Diante do protesto, que está sendo feito por uma parte dos índios e que pede a saída de Siqueira de Sá, os caciques resolveram enviar ofício ao presidente da Funai, Glênio Álvares da Costa, manifestando apoio ao administrador e ressaltando os esforços que teria feito para tornar as aldeias produtivas e melhorar a qualidade de vida da comunidade indígena.

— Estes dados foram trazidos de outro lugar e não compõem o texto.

PR #1134, opened 2017-02-22
Render simple smart answer format

davidbasalla:
Update controller to read content from content store, add specialised presenter for the schema. We remove any tests to do with draft, as we don't use editions anymore to determine if a draft item is being viewed. Also there is no cacheing happening on the draft stack so we can remove the code that conditionally set the expiry headers. We also remove the fixtures for 'bridge of death' and prefer to move it into the test itself.

For https://trello.com/c/2ucbq949/643-migrate-simple-smart-answer-format-to-rendered

PS: Hot tip from @issyl0, use 'w=1' as query param to ignore white space changes, it'll make the diff more pleasant to look at 🎉  -> https://github.com/alphagov/frontend/pull/1134/files?w=1


davidbasalla:
We checked with @boffbowsh about the snyk failure and it's fine to ignore for this PR!

sihugh:
Yep

PR #1136, opened 2017-02-23
Add taxonomy sidebar to pages displaying the new navigation

mobaig:
Use the taxonomy sidebar component in static and rework the tests to
assert for the presence of the sidebar and breadcrumbs where
appropriate.

https://trello.com/c/0BD3POzu/403-show-parent-taxons-in-the-side-navigation-on-all-education-content-pages


Gemfile.lock
```diff
@@ -348,4 +348,4 @@ DEPENDENCIES
   webmock
 
 BUNDLED WITH
-   1.13.6
+   1.14.5
```
carvil: I'm not sure if this matters, but perhaps it's best to not include it in the changes.

mobaig: Doing so encourages future committers to keep their local bundler up to date, which seems reasonable. Assuming we don't just merge changes to a lower version in further PRs, that is. WDYT?

carvil: Sounds good. I wasn't sure if we had to have specific versions of bundler in CI etc, but it looks like it only gives a warning.

LGTM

Siqueira de Sá não tira a razão dos índios em querer uma detalhada prestação de contas de tudo o que foi gasto com os recursos federais. No entanto, ele lembra que a Funai/Bauru tem 25 projetos em andamento, processos envolvendo questões fundiárias, como a demarcação de terras e despesas com o setor administrativo. Colocando tudo na ponta do lápis, Siqueira de Sá garante que ainda falta dinheiro para solucionar os problemas das 24 aldeias, pelas quais é responsável.